When you answer, restate the entries below without altering anything.

Segment Start: DATA FOR THIS TASK

PR #411, opened 2018-12-20
WIP: Add support for group_fwd_mask

cloudtoad:
group_fwd_mask is a bitmask that can enable a bridge to forward link-local frames like LLDP.  We are building virtual network topologies using containers/images of network switches (like Juniper's vMX or vQFX).  LLDP is a useful troubleshooting tool and is useful for automation related tasks.

# TODO

- [ ] Need to write unit test... will use MulticastSnooping as a template.

### DIFF
--- a/link_linux.go
+++ b/link_linux.go
@@ -229,6 +229,21 @@ func (h *Handle) macvlanMACAddrChange(link Link, addrs []net.HardwareAddr, mode 
 	return err
 }
 
+
+// LinkSetHardwareAddr sets the hardware address of the link device.
+// Equivalent to: `ip link set $link address $hwaddr`
+func BridgeSetGroupFwdMask(link Link, mask uint16) error {
+	return pkgHandle.BridgeSetGroupFwdMask(link, mask)
+}
+
+// LinkSetHardwareAddr sets the hardware address of the link device.
+// Equivalent to: `ip link set $link address $hwaddr`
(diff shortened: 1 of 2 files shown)


link_linux.go
```diff
@@ -229,6 +229,21 @@ func (h *Handle) macvlanMACAddrChange(link Link, addrs []net.HardwareAddr, mode
...
+// LinkSetHardwareAddr sets the hardware address of the link device.
+// Equivalent to: `ip link set $link address $hwaddr`
+func BridgeSetGroupFwdMask(link Link, mask uint16) error {
+	return pkgHandle.BridgeSetGroupFwdMask(link, mask)
+}
+
+// LinkSetHardwareAddr sets the hardware address of the link device.
+// Equivalent to: `ip link set $link address $hwaddr`
+func (h *Handle) BridgeSetGroupFwdMask(link Link, mask uint16) error {
+	bridge := link.(*Bridge)
```
aboch: what if it is not of type Bridge ?

cloudtoad: That's a good question.  Note that I just copied/pasted the MulticastSnooping functions.  So those don't have a check for that either.  If I add one here, should it also be added to that function?

vishvananda:
This has not been updated in a while. If you wish to update it with the mentioned unit test, please reopen.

Segment End: DATA FOR THIS TASK

### EXPECTED OUTPUT
PR #411, opened 2018-12-20
WIP: Add support for group_fwd_mask

cloudtoad:
group_fwd_mask is a bitmask that can enable a bridge to forward link-local frames like LLDP.  We are building virtual network topologies using containers/images of network switches (like Juniper's vMX or vQFX).  LLDP is a useful troubleshooting tool and is useful for automation related tasks.

# TODO

- [ ] Need to write unit test... will use MulticastSnooping as a template.

### DIFF
--- a/link_linux.go
+++ b/link_linux.go
@@ -229,6 +229,21 @@ func (h *Handle) macvlanMACAddrChange(link Link, addrs []net.HardwareAddr, mode 
 	return err
 }
 
+
+// LinkSetHardwareAddr sets the hardware address of the link device.
+// Equivalent to: `ip link set $link address $hwaddr`
+func BridgeSetGroupFwdMask(link Link, mask uint16) error {
+	return pkgHandle.BridgeSetGroupFwdMask(link, mask)
+}
+
+// LinkSetHardwareAddr sets the hardware address of the link device.
+// Equivalent to: `ip link set $link address $hwaddr`
(diff shortened: 1 of 2 files shown)


link_linux.go
```diff
@@ -229,6 +229,21 @@ func (h *Handle) macvlanMACAddrChange(link Link, addrs []net.HardwareAddr, mode
...
+// LinkSetHardwareAddr sets the hardware address of the link device.
+// Equivalent to: `ip link set $link address $hwaddr`
+func BridgeSetGroupFwdMask(link Link, mask uint16) error {
+	return pkgHandle.BridgeSetGroupFwdMask(link, mask)
+}
+
+// LinkSetHardwareAddr sets the hardware address of the link device.
+// Equivalent to: `ip link set $link address $hwaddr`
+func (h *Handle) BridgeSetGroupFwdMask(link Link, mask uint16) error {
+	bridge := link.(*Bridge)
```
aboch: what if it is not of type Bridge ?

cloudtoad: That's a good question.  Note that I just copied/pasted the MulticastSnooping functions.  So those don't have a check for that either.  If I add one here, should it also be added to that function?

vishvananda:
This has not been updated in a while. If you wish to update it with the mentioned unit test, please reopen.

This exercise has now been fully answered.